Nadszedł czas na to, by Artur Boruc zszedł ze sceny. 65-krotny reprezentant Polski niedawno poinformował, że miniony sezon w barwach Legii Warszawa był jego ostatnim w karierze.
20 lipca odbędzie się oficjalne pożegnanie Boruca. Tego dnia w Warszawie miejscowa Legia zmierzy się z Celtikiem Glasgow. Dojdzie zatem do pojedynku dwóch ekip, w których Boruc grał najwięcej.
Występował on również w takich klubach jak Southampton FC oraz AFC Bournemouth, a także ACF Fiorentina. Teraz okazuje się, że jego kariera mogła potoczyć się zupełnie inaczej.
ZOBACZ WIDEO: #dziejesiewsporcie: Krychowiak zakpił z... samego siebie.

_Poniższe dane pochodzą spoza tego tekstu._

Issue #85, opened 2019-03-24
WriteFreely runs as root


gytisrepecka:
Based on system service configuration file provided in [production documentation](https://writefreely.org/start#production), **writefreely** binary will run under **root** system user. To fix this, make sure to add following parameters in **Service** section:
`User=writefreely`
`Group=writefreely`
After systemctl daemon is reloaded, you will see writefreely binary now runs under corresponding user:
`ps aux | grep writefreely`

gytisrepecka:
Full configuration file here: https://gist.github.com/gytisrepecka/557660aed94afebec68c0a2432ae348e

thebaer:
For this, we'll also need to update the documentation to include the creation of the `writefreely` user, right? Would you mind creating an issue for this in the [documentation repo](https://github.com/writefreely/documentation)?

gytisrepecka:
Yes, I can document that.

thebaer:
Going to close this out since it isn't a bug. Let's continue discussing this on the documentation repo.

cburkert:
Its 2023 and the installation guide still leads users to an instance running fully as root.
I couldn't find any continuation of this discussion on the documentation repo.
Could anyone please give me a pointer or did the discussion end here?

PR #630, opened 2023-01-23
Abort startup if run as root

cburkert:
## The Problem
Running services permanently as `root` is considered a bad practice, because any vulnerability in the service immediately poses the threat of full system takeover.

The [installation instructions](https://writefreely.org/start) for Writefreely tell users to setup services (e.g., via systemd) that run as root. This fact has been reported and criticised here before (#85), but unfortunately without any consequences.

## The Solution
This patch prevents Writefreely from being run as root. It simply aborts with an error if you try to do so.

## Notes
To accompany this patch, the installation instructions should be changed to use non-root service UIDs/GIDs.
I'd be happy to provide pull requests for that as well, but this part of the documentation seems out of scope of the documentation repo.

For standalone operation of writefreely, the best practice to allocate privileged ports like (80/443) would be to use `setcap` on Linux systems. Alternatively, writefreely could consider dropping privileges after their allocation.

---

### DIFF
--- a/cmd/writefreely/main.go
+++ b/cmd/writefreely/main.go
@@ -14,6 +14,7 @@ import (
 	"fmt"
 	"os"
 	"strings"
+	"syscall"
 
 	"github.com/gorilla/mux"
 	"github.com/urfave/cli/v2"
@@ -22,6 +23,10 @@ import (
 )
 
 func main() {
+	if syscall.Getuid() == 0 {
+		log.Error("Running as root is insecure. Use setcap for privileged resource access")
+		os.Exit(1)
+	}
 	cli.VersionPrinter = func(c *cli.Context) {
 		fmt.Printf("%s\n", c.App.Version)
 	}


thebaer:
Thanks for submitting this. My main concern is that this will aggravate users who really don't need this level of protection, e.g. when just testing the software out, running it on a local machine or private network, etc. Forcing _everyone_ to know the ins and outs of `setcap` when they just want to get this up and running I think will make them give up and stop trying to install the software at all. I'm also not aware of any other web server software that does this to users (please let me know if I'm wrong).

In my opinion, this would be fine as just a strong warning message that gets logged when the server starts up. I think it's primarily a documentation issue that we should address in the install guide.

But if we're going to actively prevent people from running the software, we need to provide an override flag. And when the program fails to start, we need to instruct users what that flag is, so they can override these protections. ...And considering that, thinking this experience through as an admin and how annoying that would be, again I think we could solve this by just updating the docs and encouraging best practices there.

cburkert:
I get your concern about this potentially aggravating users. But, honestly, I cannot think of any sensible reason why anyone should run Writefreely as root. Hence aggravating, or rather protecting, users is kind of the point.
The general idea behind security by design is that doing the safe thing should be easy and default, while doing the dangerous thing should be hard and deliberate.

To your question how other services handle this issue: Traditionally, daemons and services used the approach of _privilege de-escalation_ to follow the paradime of _least privilege_. Software like Apache or nginx are started as root, allocate privileged resources and drop-down to non-privileged UIDs (e.g., www-data). Often there are controller processes that remain privileged and worker processes that get de-escalated.
This type of in-process de-escalation seems to be less practical with for software written in languages that have runtimes like Go. The webserver Caddy had also [a lengthy discussion](https://github.com/caddyserver/caddy/issues/528) about this and finally desided to do nothing.

I mean one could argue that a secure setup is up to the operator of the software and that they should be at liberty to run Writefreely as root if they want to.
But I would argue in the direction of security by default: Since Writefreely does not de-escalate privilege as many admin might expect from older (more traditional) software, it has a responsability to protect their users against unwanted risks.
Especially considering the potentially large install-base that is running as root without knowing, making the service abort by default would be a good way force them into changing their insecure installation.
Introducing a special flag to overwrite the abort would be a good compromise, I guess.

thebaer:
> But, honestly, I cannot think of any sensible reason why anyone should run Writefreely as root.

I mentioned a few reasons why they might above.

I get your perspective from a pure-security standpoint. But I need to consider all aspects of this product. And to me, a 100% secure product that no one can start up is worse than one that's less secure-by-default, but people can easily start up (and still easily make secure).

Less philosophically, this change will probably break some existing installations, so we can't introduce it without caring for them. Otherwise, we'll be taking down entire WriteFreely communities, forcing admins to spend an entire day on upgrading, or blocking them from upgrading at all -- which again accomplishes nothing, including better security.

Instead of merging this PR, I'd suggest we update the documentation first -- and I'd appreciate your help with that if you're willing. Then we can see if / what changes to the actual application are necessary.

cburkert:
Make no mistake, I don't want to downplay the impact this might have on your installed base. In the end, its a trade-off that you have to make, whether you take the risk of a potentially very severe vulnerability impact or the aggravation of the admins. Not an easy decision to make.

But I think you exaggerate the added barrier of entry that a mandatory non-root setup would have for new or existing users. Setting the necessary capabilities on the executable or in a systemd config is just one additional step in the setup process.
Even users that just want to test the software should be motivated enough to do so.

But if you decide not to prevent running as root, then I very much would second your idea to log a very strong warning message, which links to the documentation on how to securely setup the service.
Regarding the documentation, I am willing to help and will open an issue there shortly.

gytisrepecka:
Since Go code can be built into a binary on most operating systems, we should not have OS-specific logic within application itself. Will `syscall.Getuid()` run on and return expected value on, say, Windows build?
I totally agree `writefreely` should always run on unprivileged user, but that is up to system administrator to enforce.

Co za słowa!
W magazynie sportowym Polskiego Radia RDC Boruc wyznał, jakie kluby były zainteresowane tym, by go pozyskać.
- Blisko było Arsenalu, Milanu, Tottenhamu, Manchesteru City - powiedział.

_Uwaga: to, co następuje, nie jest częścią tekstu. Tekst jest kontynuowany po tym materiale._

PR #638, opened 2023-01-31
Strip debugging information

zer-far:
Using `go build -ldflags="-s -w"` reduces the file size of the binary by about 11 MB (from 39 MB to 28 MB).

---


thebaer:
Thanks for submitting this.

I'm not familiar with these build options -- is this going to make crash reports less useful? I think ideally we'd keep whatever info we need in the executable to get full stacktraces whenever the app panics, to be sure we can debug issues that come up.

zer-far:
I'm not sure but according to [https://pkg.go.dev/cmd/link](https://pkg.go.dev/cmd/link), `-s` would "Omit the symbol table and debug information." and `-w` would "Omit the DWARF symbol table.".

thebaer:
Got it. Before I can merge this, someone will need to confirm that when the application `panic()`s it still outputs useful information.

thebaer:
Thanks again for this! Merging now.

PR #639, opened 2023-02-01
Update modules

zer-far:
I have used the [go-mod-upgrade](https://github.com/oligot/go-mod-upgrade) tool to update go.mod and go.sum.

---


thebaer:
Thanks, but dependencies are upgraded individually, with automated PRs like #641.

If you're interested in helping with this, it would be great to have someone review the changes in those PRs and comment on whether the upgrade seems minor (and probably doesn't break anything), or if there might be breaking changes with any new versions.

PR #660, opened 2023-03-14
Loosen restrictions on rendered img alt attribute

### LINKED ISSUE #649: Several characters in the alt text result in no alt text at all
### Describe the bug
Having certain characters in the alt text (as far as I tested, these are `:`, `"`, `'`) makes the alt-text on images not render. I suppose it's a parsing error returning `undefined` or an empty string.

1. Mak a new post
2. Add an image `[My alt text. That's very "funny".](/path/to/image)`
3. Open the rendered post
4. The alt text ist missing
5. Add another image `[My alt text. That is very funny.](/path/to/image)`
6. The alt text is there

### Expected behavior
The alt text should render regardless of the given input as long as it is compliant with W3 standards. 
https://html.spec.whatwg.org/multipage/embedded-content.html#dom-img-alt

### Application configuration
 - **Single mode** 
 - **Database?** [write.as]
 - **Open registration?** [yes]
 - **Federation enabled?** [yes]

**Version or last commit**:

thebaer:
Previously, certain characters weren't allowed, and they would cause the entire alt attribute to be elided from the rendered page. Since we safely sanitize the content of this attribute anyway, this is unnecessary, so we now allow all text entered there.

Fixes #649

---

### DIFF
--- a/postrender.go
+++ b/postrender.go
@@ -270,6 +270,7 @@ func getSanitizationPolicy() *bluemonday.Policy {
 	policy.AllowAttrs("target").OnElements("a")
 	policy.AllowAttrs("title").OnElements("abbr")
 	policy.AllowAttrs("style", "class", "id").Globally()
+	policy.AllowAttrs("alt").OnElements("img")
 	policy.AllowElements("header", "footer")
 	policy.AllowURLSchemes("http", "https", "mailto", "xmpp")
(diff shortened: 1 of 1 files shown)


thebaer:
This is in production on Write.as and working well. Merging now.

Dlaczego zatem nie wyszło? - Problem na początku był taki, że po doświadczeniach z agentami, sam sobie byłem menedżerem. Nie chciałem nikogo, kto by mi mieszał w głowie - zaznaczył.

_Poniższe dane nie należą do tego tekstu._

PR #694, opened 2023-05-11
Fix compatibility issues with MySQL 8.0.4+ regex

fnyu:
As per MySQL documentation (https://dev.mysql.com/doc/refman/8.0/en/regexp.html):

>MySQL implements regular expression support using International Components for Unicode (ICU), which provides full Unicode support and is multibyte safe. (Prior to MySQL 8.0.4, MySQL used Henry Spencer's implementation of regular expressions, which operates in byte-wise fashion and is not multibyte safe. For information about ways in which applications that use regular expressions may be affected by the implementation change, see [Regular Expression Compatibility Considerations](https://dev.mysql.com/doc/refman/8.0/en/regexp.html#regexp-compatibility).

In the same document it states:

>The Spencer library supports word-beginning and word-end boundary markers ([[:<:]] and [[:>:]] notation). ICU does not. For ICU, you can use \b to match word boundaries; double the backslash because MySQL interprets it as the escape character within strings.

Fixes: https://github.com/writefreely/writefreely/issues/615
Fixes: https://github.com/writefreely/writefreely/issues/614

---

### DIFF
--- a/config/config.go
+++ b/config/config.go
@@ -63,6 +63,7 @@ type (
 		Host     string `ini:"host"`
 		Port     int    `ini:"port"`
 		TLS      bool   `ini:"tls"`
+		IcuRegex bool   `ini:"icu_regex"`
 	}
 
 	WriteAsOauthCfg struct {
--- a/config/setup.go
+++ b/config/setup.go
@@ -12,12 +12,13 @@ package config
 
 import (
 	"fmt"
+	"strconv"
+	"strings"
+
 	"github.com/fatih/color"
 	"github.com/manifoldco/promptui"
 	"github.com/mitchellh/go-wordwrap"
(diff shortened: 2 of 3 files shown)


thebaer:
Thank you for fixing this and documenting it! It would be great to resolve this.

Do you think there's a way we could solve this automatically, without adding a new configuration value? My concerns are:

* Configuration value bloat
* I don't know what this value actually means without reading docs or knowing the intricacies of MySQL regex
* Things will unexpectedly break if an admin upgrades their MySQL db without also manually changing this value
* Admins upgrading WF will also need to manually change their config to fix this issue -- ideally, it'd be automatic
* We also need to consider Mariadb
* With the current MySQL version, this should probably default to `true`? But of course might be backwards compatibility issues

- Nie miałem pojęcia, co robić, gdy pojawiały się oferty. Po prostu zostawiałem to klubowi, który negocjował kwotę. Nie wtrącałem się tylko dlatego, że miałem procent z transferu. I zostawiłem to trochę losowi. Może moja próżność wzięła górę... - podsumował gorzko.